Nos habíamos escapado creyéndonos invisibles entre toda esa gente, creyendo que separarnos discretamente del grupo doblando aquella esquina resultaría imperceptible, creyendo que mientras corriéramos sin mirar atrás nada podría sucedernos, que al otro lado de la puerta de un bar la oscuridad nos mantendría a salvo, como si aún no supiéramos que el peligro venía de quien nos daba pulso. Allí, detrás de esa puerta, escuché Diecinueve por primera vez. Lo recuerdo por tu cara, porque empezaste a mirar muy fuerte, y rompiste a llorar.
Era en esa época en la que todo lo que ocurría era tan real y producía consecuencias drásticas, que cada paso que dábamos resultaba trascendente. La conciencia eran siete puntas afiladas, y las bordeaba un abismo. Y vivir era terrible porque sabíamos que tendríamos que atravesarnos las entrañas con una de esas puntas, que era como tenerlas ya dentro, o bien caeríamos al vacío para siempre, que era como estar cayendo. Y también, y al mismo tiempo, era maravilloso, porque esa trascendencia constante nos hacía sentir vivos. Y el amor. El miedo y el amor son dos grandes amplificadores de la conciencia de estar vivo, de ser frágiles, de saber que, en realidad, no tenemos ningún control sobre nada, que ni siquiera tenemos nada, solo ese sentir que reverbera y grita, y siente, terrible y maravilloso.

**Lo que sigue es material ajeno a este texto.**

PR #1000, opened 2021-02-25
Fix MSSQL Decimal bug

bojanserafimov:
We interpret `sqlalchemy.DECIMAL` as `GraphQLDecimal`, and `decimal.Decimal` is an allowed type for input. The problem is that `sqlalchemy.DECIMAL` raises an error when the input argument is has too many decimals, which `decimal.Decimal` allows. My test case in this PR reproduces this bug.

A bigger problem is that, `decimal.Decimal(float(1.1))` is `Decimal('1.100000000000000088817841970012523233890533447265625')`, so deserializing a float value as `GraphQLDecimal` can inflate its precision and cause errors where they shouldn't exist.

TODO:
- fix the problem


obi1kenobi:
Is the plan to cap the precision of our `GraphQLDecimal` type, or is there a better solution?

bojanserafimov:
> Is the plan to cap the precision of our `GraphQLDecimal` type, or is there a better solution?

Or make sure "1.1" goes back to "1.1" when serialized and deserialized. IMO the second part of this problem is bad, and the first is maybe not even a problem. If someone intentionally queries with a super precise float maybe it's better to get an error than to get a result.

graphql_compiler/schema/__init__.py
```diff
@@ -415,6 +415,17 @@ def _parse_datetime_value(value: Any) -> datetime:
...
 
 
+def _parse_decimal_value(value: Any) -> Decimal:
+    """Parse decimal value."""
+    if isinstance(value, float):
+        # Decimal(float(1.1)) is Decimal('1.100000000000000088817841970012523233890533447265625'),
+        # which is probably not what the user intended. Inflating the intended level of precision
+        # like this can cause errors with database types that are not configured with precision
+        # that high. Just use Decimal or str values if you're serious about precision.
+        return Decimal(str(value))
```
bojanserafimov, line 425: I'm not yet 100% sure on this approach. An alternative is to disallow floats for GraphQLDecimal.

bojanserafimov:
Best solution for now is to use `str` values for `GraphQLDecimal` fields.

PR #1008, opened 2021-04-16
[Query Planning Refactor]: SimpleExecute

chewselene:
This is part of a larger refactor to streamline the way we generate query plans. This is the simplest form of query plan where the given query is executed against the database.

Future work includes adding paginated queries and cross database queries.

There are some outstanding TODOs mainly around how to best utilize provider_id to look up both the corresponding schema and corresponding database query execution function.

### DIFF
--- a/graphql_compiler/query_planning/make_query_plan.py
+++ b/graphql_compiler/query_planning/make_query_plan.py
@@ -18,13 +18,9 @@ from graphql.language.ast import (
     StringValueNode,
 )
 from graphql.pyutils import FrozenList
-from sqlalchemy.dialects.mssql.base import MSDialect
 
 from ..ast_manipulation import get_only_query_definition
 from ..compiler.common import (
-    CYPHER_LANGUAGE,
-    GREMLIN_LANGUAGE,
-    MATCH_LANGUAGE,
     compile_graphql_to_cypher,
     compile_graphql_to_gremlin,
     compile_graphql_to_match,
@@ -36,7 +32,7 @@ from ..global_utils import QueryStringWithParameters
 from ..schema import FilterDirective, OutputDirective
 from ..schema.schema_info import CommonSchemaInfo, SQLAlchemySchemaInfo
 from ..schema_transformation.split_query import AstType, SubQueryNode
-from .typedefs import ProviderMetadata, QueryPlan, SimpleExecute
+from .typedefs import BackendType, ProviderMetadata, QueryPlan, SimpleExecute
 
 
 @dataclass
@@ -85,7 +81,7 @@ def _make_simple_execute_node(
     query_and_parameters: QueryStringWithParameters,
     schema_info: Union[CommonSchemaInfo, SQLAlchemySchemaInfo],
     provider_id: str,
-    backend_type: Optional[str],
+    backend_type: BackendType,
 ) -> SimpleExecute:
     """Generate a SimpleExecuteNode.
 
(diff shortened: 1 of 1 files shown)


graphql_compiler/query_planning_and_execution/make_query_plan.py
```diff
@@ -291,6 +327,118 @@ def _get_in_collection_filter_directive(input_filter_name: str) -> DirectiveNode
...
+######
+# Public API
+######
+
+
+def generate_query_plan(
+    query_and_parameters: QueryStringWithParameters,
+    provider_id: str,
+    *,
+    desired_page_size: Optional[int] = 5000,
```
obi1kenobi, line 355: I'm kind of on the fence about setting a default here. The right number will depend on each user's statistics collection configuration — aside from some special cases, we can't generate pages that are more fine-grained than the statistics backing them. Within Kensho, we always know and control what that configuration might be. But in general, we might not.

On the flip side, not setting a number would make pagination disabled by default, and that's also a default value — and not a good one. Even if the statistics aren't fine-grained enough, the compiler will emit advisories when paginating which should be an obvious and "soft" way to communicate the issue. And 5000 is a pretty decent compromise between large page sizes (for high throughput) and not blowing up the server or client.

What do you think?

graphql_compiler/query_planning_and_execution/__init__.py
```diff
@@ -0,0 +1 @@
+# Copyright 2021-present Kensho Technologies, LLC.
```
obi1kenobi, line 1: This module name is a bit of a mouthful :) Would it be worth trying to come up with something shorter?

obi1kenobi (commented):
This looks quite good, thank you for putting it together!

Since this is still a draft and we'll want a couple more iterations to finalize everything, it might be good to try splitting it up into a few parts. For example, the following parts have straightforward mutual dependencies and could in principle merge separately, shrinking the code size and making iteration and reviews easier:
- the `namedtuple -> dataclass` part
- the "move existing planning functionality to a new module" part
- the new typedefs
- the code that uses the new typedefs to do query planning

graphql_compiler/query_planning_and_execution/make_query_plan.py
```diff
@@ -66,44 +81,65 @@ class QueryPlanDescriptor:
...
-    _make_query_plan_recursive(root_sub_query_node, root_sub_query_plan, output_join_descriptors)
+    """
+    if isinstance(schema_info, SQLAlchemySchemaInfo):
+        # Compiled SQL query.
+        compilation_result = compile_graphql_to_sql(schema_info, query_and_parameters.query_string)
+        query = print_sqlalchemy_query_string(compilation_result.query, schema_info.dialect)
+
+        provider_metadata = ProviderMetadata(
+            backend_type=schema_info.dialect.name,
+            requires_fold_postprocessing=isinstance(schema_info.dialect, MSDialect),
```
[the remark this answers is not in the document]
chewselene: I like this idea! I will work on a separate PR to incorporate.

graphql_compiler/query_planning_and_execution/make_query_plan.py
```diff
@@ -66,44 +81,65 @@ class QueryPlanDescriptor:
...
-    equal to the child's out name as specified in the QueryConnection. The newly added @filter
-    will be a 'in_collection' type filter, and the name of the local variable is guaranteed to
-    be the same as the out_name of the @output on the parent.
-
-    ASTs contained in the input node and its children nodes will not be modified.
+def _make_simple_execute_node(
+    query_and_parameters: QueryStringWithParameters,
+    schema_info: Union[CommonSchemaInfo, SQLAlchemySchemaInfo],
+    provider_id: str,
+    backend_type: Optional[str],
```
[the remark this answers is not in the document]
chewselene: I switched this to use the `BackendType` enum so I think it makes sense for it to not be optional. It is still a bit weird because I currently check if `schema_info` is of type `SQLAlchemySchemaInfo` that `backend_type` is either MSSQL or PostgreSQL, but I don't check if it matches the dialect in the schema info. If I add the check, we could run into the problem that you mentioned

>  SQLAlchemy version adds a new dialect for MSSQL that doesn't inherit from MSDialect — our code immediately becomes wrong in yet another place

so I'm not sure what the best solution is...

graphql_compiler/query_planning_and_execution/make_query_plan.py
chewselene: I guess the alternative is that we make this a required param? Do you think it would be better to force the user to make a conscious decision here since it does depend on user stats?

graphql_compiler/query_planning/make_query_plan.py
```diff
@@ -66,6 +77,80 @@ class QueryPlanDescriptor:
...
+            )
+        elif backend_type == BackendType.gremlin:
+            compilation_result = compile_graphql_to_gremlin(
+                schema_info, query_and_parameters.query_string
+            )
+        elif backend_type == BackendType.match:
+            compilation_result = compile_graphql_to_match(
+                schema_info, query_and_parameters.query_string
+            )
+        # TODO(selene): add InterpreterAdapter based backends
```
chewselene, line 133: I'm unsure of how to deal with InterpreterAdapters. The [public methods](https://github.com/kensho-technologies/graphql-compiler/blob/interpreted_mode_v3/graphql_compiler/interpreter/api.py#L117) are `interpret_ir` and `interpret_query`. `SimpleExecute` is set up to contain a query string, which is the input of `interpret_query`, but that function also requires the schema to be passed. It seems like to want to use the schema to compile the query in this function, but then our output (the equivalent of the `query` in `SimpleExecute`) would be `IrAndMetadata` rather than a query string. Making the type of `query` be `Union[str, IrAndMetadata]` doesn't really seem to make sense, but maybe it would be more tolerable if we renamed `query` to `backend_input` or something similar? Thoughts?

kopetsss (approved):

Unos años después reaparece Maga en concierto. Ya no corremos por la calle para ponernos a salvo sino porque vamos tarde. Ya no estamos en peligro. Salvados.
Por la mañana, antes del concierto, repaso Diecinueve, Como nubes a mi te, Vacaciones de un minuto, y me llevan a ese origen salvaje en un instante, y cuando me quiero dar cuenta estoy mirando fuerte. Quiero hacer ese viaje contigo, y no pensar, solo sentir. Entonces te llamo y te digo que estoy pensando en no llevar la cámara. ¿Te pasaba algo esta mañana? Me dices. No, nada. Está todo bien. Contesto.